Долго это длилось, нет ли, Марта не знала. Но вдруг стало легко, и отпустило грудь.
Удивленно мигая, Марта уставилась на маленькое, круглое, откуда-то появившееся перед самым ее носом.
– Гляди – девка. И родинка на лбу. Ихняя порода, трехглазовская… На, на. Покорми… Да не так!
Сев, Марта приложила младенца к груди. Он сам знал, что ему надо. Легонько тянул, чмокал.
– А только не будет больше Трехглазовых, – вздохнула Агафья. – Кончились…
Она и потом всё что-то говорила, но Марта поняла лишь обращенный к ней вопрос:
– Как дочку назовешь?
– Не снаю…
Марта растерялась. Она не сомневалась, что будет сын, похожий на Родье. А дочь – зачем дочь? Чтоб получилась, как мать? Нет, этого не надо.
– Вот дура! Мать твою как звать?
– Катарина.
– Что ж, Катерина – имя хорошее. Как дитя держишь, горе голландское? Чему у вас там девок учат?
Отняла ребенка, показала.
– Да, да. Понятно, сама.
Марте не терпелось забрать дочку обратно.
– Что же мне с тобою делать? Куда деваться? – Свекровь вроде как спрашивала, но никакого ответа не ждала, разговаривала сама с собою вслух. – Завтра со светом соседушки пожалуют, дом грабить. Раньше-то боялись – вдруг царь Родю помилует. Ныне поймут: можно…
Дитя тихонечко сопело, никак не могло насытиться.
– Катерина, Москвы спасительница, – сказала крохотной девочке Агафья. – Не стану из-за тебя город поджигать, хотя надо бы. Я как думала? – Это она обратилась уже к Марте. – Запалю пожар, полюбуюсь немножко и в лес уйду. Лесом можно хоть до Катая дойти. Лес и укроет, и накормит. Я к нему сызмальства привычная. Но с вами двумя в лесу не проживешь. Дорогой тоже не пойдешь, больно мы с тобой приметные – одна раскосая, другая вовсе нерусская, еще и с дитем.

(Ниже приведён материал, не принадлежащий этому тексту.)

PR #4825, opened 2026-06-30
perf(stat-cache memory): storing expiry nanoseconds (int64) instead of time.Time

raj-prince:
### Description
- Stat cache entries stores expiration time as time.Time struct (24 bytes), which is used to check expiry. This seems redundant and only storing the expirationNs-int64 (8 bytes) will be enough to check expiration. Saves 16bytes per entry.
- Without change:
```
goos: linux
goarch: amd64
pkg: github.com/googlecloudplatform/gcsfuse/v3/internal/cache/metadata
cpu: AMD EPYC 7B13
BenchmarkStatCache_Insert-64                     1724638               749.4 ns/op           299 B/op          6 allocs/op
BenchmarkStatCache_AddNegativeEntry-64           1679168               677.1 ns/op           224 B/op          5 allocs/op
BenchmarkStatCache_LookUp-64                     5474361               214.5 ns/op            71 B/op          2 allocs/op
```
- With change:
```
goos: linux
goarch: amd64
pkg: github.com/googlecloudplatform/gcsfuse/v3/internal/cache/metadata
cpu: AMD EPYC 7B13
BenchmarkStatCache_Insert-64                     1714723               745.1 ns/op           283 B/op          6 allocs/op
BenchmarkStatCache_AddNegativeEntry-64           2020422               647.2 ns/op           204 B/op          5 allocs/op
BenchmarkStatCache_LookUp-64                     6030410               195.4 ns/op            55 B/op          2 allocs/op
```

### Testing details
1. Manual - NA
2. Unit tests - NA
3. Integration tests - NA

### DIFF
--- a/internal/cache/metadata/stat_cache.go
+++ b/internal/cache/metadata/stat_cache.go
@@ -111,9 +111,9 @@ type statCacheBucketView struct {
 // An entry in the cache, pairing an object with the expiration time for the
 // entry. Nil object means negative entry.
 type entry struct {
-	m          *gcs.MinObject
-	f          *gcs.Folder
-	expiration time.Time
+	m            *gcs.MinObject
+	f            *gcs.Folder
+	expirationNS int64
 	// Set to true only for implicit directory entries. This flag will always remain false for negative entries and explicit objects.
 	implicitDir bool
 }
@@ -200,8 +200,8 @@ func (sc *statCacheBucketView) Insert(m *gcs.MinObject, expiration time.Time) {
 
 	// Insert an entry.
 	e := entry{
-		m:          m,
-		expiration: expiration,
+		m:            m,
+		expirationNS: expiration.UnixNano(),
 	}
 
 	if _, err := sc.sharedCache.Insert(name, e); err != nil {
@@ -236,8 +236,8 @@ func (sc *statCacheBucketView) InsertImplicitDir(objectName string, expiration t
 
 	// Insert an entry.
 	e := entry{
-		implicitDir: true,
-		expiration:  expiration,
+		implicitDir:  true,
+		expirationNS: expiration.UnixNano(),
 	}
 
 	if _, err := sc.sharedCache.Insert(name, e); err != nil {
@@ -250,8 +250,8 @@ func (sc *statCacheBucketView) AddNegativeEntry(objectName string, expiration ti
 
 	// Insert a negative entry.
 	e := entry{
-		m:          nil,
-		expiration: expiration,
+		m:            nil,
+		expirationNS: expiration.UnixNano(),
 	}
 
 	if _, err := sc.sharedCache.Insert(name, e); err != nil {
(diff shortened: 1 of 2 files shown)


internal/cache/metadata/stat_cache_benchmark_test.go
```diff
@@ -0,0 +1,84 @@
...
+
+func BenchmarkStatCache_Insert(b *testing.B) {
+	lc := lru.NewCache(util.MiBsToBytes(100))
+	sc := metadata.NewStatCacheBucketView(lc, "")
+	expiration := time.Now().Add(time.Hour)
+
+	b.ResetTimer()
+	b.ReportAllocs()
+
+	for i := 0; i < b.N; i++ {
```
kislaykishore, line 36: Use b.Loop()

internal/cache/metadata/stat_cache_benchmark_test.go
```diff
@@ -0,0 +1,84 @@
...
+		name := fmt.Sprintf("file-%d", i)
```
kislaykishore, line 37: Using sprintf affects the benchmarking results. Prefer using strings.Builder with strconv for formatting integers.

internal/cache/metadata/stat_cache_benchmark_test.go
```diff
@@ -0,0 +1,84 @@
...
+	"github.com/googlecloudplatform/gcsfuse/v3/internal/util"
+)
+
+func BenchmarkStatCache_Insert(b *testing.B) {
+	lc := lru.NewCache(util.MiBsToBytes(100))
+	sc := metadata.NewStatCacheBucketView(lc, "")
+	expiration := time.Now().Add(time.Hour)
+
+	b.ResetTimer()
+	b.ReportAllocs()
```
kislaykishore, line 34: Why is this needed? You could achieve the same using benchmem

internal/cache/metadata/stat_cache_benchmark_test.go
```diff
@@ -0,0 +1,84 @@
...
+	"github.com/googlecloudplatform/gcsfuse/v3/internal/storage/gcs"
+	"github.com/googlecloudplatform/gcsfuse/v3/internal/util"
+)
+
+func BenchmarkStatCache_Insert(b *testing.B) {
+	lc := lru.NewCache(util.MiBsToBytes(100))
+	sc := metadata.NewStatCacheBucketView(lc, "")
+	expiration := time.Now().Add(time.Hour)
+
+	b.ResetTimer()
```
kislaykishore, line 33: If you use b.loop, this will not be needed.

kislaykishore (commented):
Gave some comments for the first method. Please incorporate them into other methods as well.

internal/cache/metadata/stat_cache.go
```diff
@@ -111,9 +111,9 @@ type statCacheBucketView struct {
 // An entry in the cache, pairing an object with the expiration time for the
 // entry. Nil object means negative entry.
 type entry struct {
-	m          *gcs.MinObject
-	f          *gcs.Folder
-	expiration time.Time
+	m            *gcs.MinObject
+	f            *gcs.Folder
+	expirationNS int64
```
meet2mky, line 116: Why do we need nanoseconds precision here?

meet2mky: Our ttls are in seconds. Wdyt?

raj-prince:
Closing in favor of - https://github.com/GoogleCloudPlatform/gcsfuse/pull/4857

Наверное, женщина давно ни с кем не разговаривала, а теперь все не может остановиться, подумала Марта и помотала головой: половины-де не понимаю.

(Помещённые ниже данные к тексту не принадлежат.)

PR #4837, opened 2026-07-02
feat(kernel range reader): Add thread-safe LIFO BufferPool with mmap allocation and sync.Pool fallback

abhishek10004:
### Description
# Description

This PR introduces a thread-safe **`BufferPool`** in GCSFuse to manage a pool of buffers. These buffers are used to optimize large read paths (such as the kernel reader path). 

The pool dynamically allocates static buffers via `mmap` on-demand up to a configured limit (`maxStatic`). When the static pool is exhausted, or if an allocation fails, it transparently falls back to a `sync.Pool` of Go-allocated buffers. This design prevents goroutines from blocking and ensures high throughput under heavy concurrent read workloads.

---

# Why Stack-Based (LIFO) Approach?

We chose a **LIFO (Last-In, First-Out) stack** (`staticBuffers [][]byte`) for managing the static buffers for the following reasons:

1. **Cache Locality:** The buffer most recently returned to the pool is the most likely to still reside in the CPU's cache hierarchy (L1/L2/L3). Reusing it immediately (LIFO) maximizes cache hits and reduces memory access latency compared to a FIFO queue.
2. **Low Overhead:** Slice append and pop operations on a LIFO stack are extremely fast ($O(1)$) and avoid complex index bookkeeping.
3. **Reduced Lock Contention:**
   * **Lock-free Slot Reservation:** The pool uses an atomic Compare-And-Swap (CAS) counter (`allocated`) to reserve slots up to `maxStatic` without holding any locks.
   * **Short Critical Section:** The mutex (`bp.mu`) is only held for the duration of pushing to or popping from the slice, which takes only a few nanoseconds.
   * This ensures the pool scales exceptionally well under high contention

---

# Benchmarking Results

We ran parallel benchmarks on an `Intel(R) Xeon(R) CPU @ 2.20GHz` (Linux/amd64) simulating concurrent workers (1 to 50 goroutines) requesting and releasing `1MiB` buffers.

### 1. Steady State (Warmed Cache)
*Static buffers are pre-allocated/warmed-up before the benchmark begins.*

| Concurrency (CPU Threads) | Throughput (ns/op) | Memory Allocation (B/op) | Allocs/op |
| :--- | :--- | :--- | :--- |
| **1** (No Contention) | **64.19 ns/op** | 0 B/op | 0 allocs/op |
| **2** | **83.64 ns/op** | 0 B/op | 0 allocs/op |
| **4** | **207.40 ns/op** | 0 B/op | 0 allocs/op |
| **8** | **295.70 ns/op** | 0 B/op | 0 allocs/op |
| **16** | **308.40 ns/op** | 0 B/op | 0 allocs/op |
| **32** | **242.20 ns/op** | 0 B/op | 0 allocs/op |
| **50** (High Contention) | **201.10 ns/op** | 0 B/op | 0 allocs/op |

### 2. On-Demand Allocation (Cold Cache)
*Static buffers are allocated on-demand via `mmap` during the benchmark.*

| Concurrency (CPU Threads) | Throughput (ns/op) | Memory Allocation (B/op) | Allocs/op |
| :--- | :--- | :--- | :--- |
| **1** (No Contention) | **61.62 ns/op** | 0 B/op | 0 allocs/op |
| **2** | **86.26 ns/op** | 0 B/op | 0 allocs/op |
| **4** | **202.40 ns/op** | 0 B/op | 0 allocs/op |
| **8** | **296.50 ns/op** | 0 B/op | 0 allocs/op |
| **16** | **306.70 ns/op** | 0 B/op | 0 allocs/op |
| **32** | **229.00 ns/op** | 0 B/op | 0 allocs/op |
| **50** (High Contention) | **211.70 ns/op** | 0 B/op | 0 allocs/op |

### Key Takeaways
* **Negligible Cold Start Overhead:** Over a typical benchmark run, the cost of the initial `mmap` allocations on a cold cache is negligible, performing virtually identically to the warmed cache.
* **Excellent Scalability:** Even under high contention (50 concurrent goroutines), the time per operation remains low (~200ns).

b/530541554

### Testing details
1. Manual - Done
2. Unit tests - Done
3. Integration tests - NA

### DIFF
--- a/internal/fs/buffer_pool.go
+++ b/internal/fs/buffer_pool.go
@@ -1,0 +1,176 @@
+// Copyright 2026 Google LLC
+//
+// Licensed under the Apache License, Version 2.0 (the "License");
+// you may not use this file except in compliance with the License.
+// You may obtain a copy of the License at
+//
+//     http://www.apache.org/licenses/LICENSE-2.0
+//
+// Unless required by applicable law or agreed to in writing, software
+// distributed under the License is distributed on an "AS IS" BASIS,
+// WITHOUT WARRANTIES OR CONDITIONS OF ANY KIND, either express or implied.
+// See the License for the specific language governing permissions and
+// limitations under the License.
+
+package fs
+
+import (
+	"errors"
+	"fmt"
+	"sync"
+	"sync/atomic"
+	"syscall"
+	"unsafe"
+
+	"github.com/googlecloudplatform/gcsfuse/v3/internal/logger"
+)
+
+// BufferPool manages a pool of bufferSize buffers.
+// It allocates static buffers via mmap on-demand up to maxStatic.
+// If mmap allocation fails or more buffers are needed concurrently, it falls back
+// to a sync.Pool of Go-allocated buffers.
+type BufferPool struct {
+	mu            sync.Mutex
+	staticBuffers [][]byte // LIFO stack of static buffers
+	staticMap     sync.Map // map[uintptr][]byte for routing
+	fallbackPool  sync.Pool
+	bufferSize    int
+	maxStatic     int
+	allocated     int32 // atomic count of allocated static buffers
+}
+
+// NewBufferPool creates and initializes a BufferPool.
+func NewBufferPool(maxStatic int, bufferSize int) *BufferPool {
+	return &BufferPool{
+		staticBuffers: make([][]byte, 0, maxStatic),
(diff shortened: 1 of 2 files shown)


abhishek10004:
Closing this PR. Will be going with sync pool for now and use mmap for allocation only with dynamic scaling based implementation.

– Пойдем в дом, поспи немного на кровати. Умаялась ты, а и обмыть тебя надо.
Это Марта поняла и снова покачала головой, решительно.
– Не хочу дом. Лучше сдесь.
Объяснить почему не хочет, она затруднилась бы, но Агафья сделала это сама:
– Поди, воображала, как будете там с Родей жить? Я тож там боле не могу. Стены тишиной давят… Ладно, тут полежи. Поспи. А я пока подумаю.

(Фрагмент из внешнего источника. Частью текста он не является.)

PR #4842, opened 2026-07-03
feat(kernel range reader): Support vectored reads with kernel readers

abhishek10004:
### Description
This PR introduces support for vectored reads (`[][]byte`) in `gcsfuse kernel readers`. This allows the kernel to request reads into multiple non-contiguous memory buffers, which are then populated sequentially.

This PR is based on the `abhishek/buffer_pool_1mib` branch.

## Key Changes
1. **API Extensions**: Added `Buffers [][]byte` and `Size int64` fields to `gcsx.ReadRequest` to support multiple destination buffers.
2. **`VectoredWriter` Utility**: Introduced `VectoredWriter` which implements `io.Writer` and `io.ReaderFrom` to sequentially write into a slice of byte slices.
3. **`MrdInstance` Refactoring**: Refactored `MrdInstance.Read` to accept an `io.Writer` instead of a flat `[]byte` buffer, allowing it to support both single-buffer and multi-buffer writers.
4. **`KernelRangeReader` Integration**: Integrated vectored reads using `VectoredWriter` and `io.CopyN`.
5. **`KernelMRDReader` Integration & Optimization**:
   * **Vectored Path**: Uses `VectoredWriter` to write into the requested `Buffers`.
   * **Standard Path (Optimized)**: For standard reads (where `Buffers` is empty), it continues to use `bytes.NewBuffer(req.Buffer[:0])`. This avoids the overhead of `VectoredWriter` and preserves the exact performance characteristics of the original implementation.
   * **Short-read Retries**: Supports retries for both paths, slicing either the standard buffer or the vectored buffers depending on the request type.

---

### 1. Implementing `io.ReaderFrom` on `VectoredWriter`
* **Rationale**: By implementing `io.ReaderFrom`, `VectoredWriter` can read directly from an `io.Reader` (like the GCS HTTP response stream) into the target user-space buffers. This bypasses intermediate allocations and avoids the CPU overhead of a double-copy (i.e., reading into a temporary buffer and then copying to the destination slices).

### 2. Using `io.CopyN` instead of `io.ReadFull` in a Loop
In `KernelRangeReader`, we use `io.CopyN(vectoredWriter, reader, bytesToRead)` rather than looping over individual buffers and calling `io.ReadFull`.
* **Rationale**: 
  * **Simplicity**: Looping over buffers manually requires complex state tracking (managing slice bounds, remaining bytes, and handling partial reads/EOFs across buffer boundaries).
  * **Delegation**: `io.CopyN` combined with `VectoredWriter.ReadFrom` delegates the loop complexity entirely to the writer's internal mechanics, keeping the reader code clean and declarative.
  * **Efficiency**: Since `VectoredWriter` implements `io.ReaderFrom`, `io.CopyN` will internally invoke `ReadFrom`, maintaining the zero-allocation path.

### 3. Refactoring `MrdInstance.Read` to accept `io.Writer`
* **Rationale**: Decoupling `MrdInstance` from a flat `[]byte` allows it to support both standard reads (by wrapping the `[]byte` in a buffer writer) and vectored reads (by passing `VectoredWriter`) through a single unified interface.

### 4. Dual-Path Writer Selection in `KernelMRDReader`
* **Rationale**: To ensure no performance regression for standard (non-vectored) reads, we avoid using `VectoredWriter` when `req.Buffers` is empty. Instead, we wrap the standard `req.Buffer` in a `bytes.Buffer` (using `req.Buffer[:0]` to start with zero length but retain capacity). This matches the exact behavior and performance of the previous implementation.

b/530765199

### Testing details
1. Manual - NA
2. Unit tests - NA
3. Integration tests - NA


abhishek10004:
Have opened https://github.com/GoogleCloudPlatform/gcsfuse/pull/4845 directly on master.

Укрыла мать и младенца шерстяным платком, сняв его с плеч.
А в следующее – так показалось – мгновение уже снова теребила Мартино плечо.
– Эй, эй! Будет спать. Уходить надо.
Был, однако, уже рассвет. Марта огляделась.
Большая конюшня. Шесть хороших лошадей, нарядная коляска, красивые зимние сани. Но потом перевела взгляд на спящую дочку и ни на что другое уже не смотрела.
Девочка была не огненноволосая, как мать, а черненькая – в отца, это Марте очень понравилось. На лобике малюсенькое пятнышко, которое надо было поскорее поцеловать.
– После налюбуешься. Я уж и так дала тебе до самого света поспать, больше нельзя.
Свекровь стояла, одетая в длинную куртку дубленой овчины, обутая в сапоги, на голове войлочная шапка.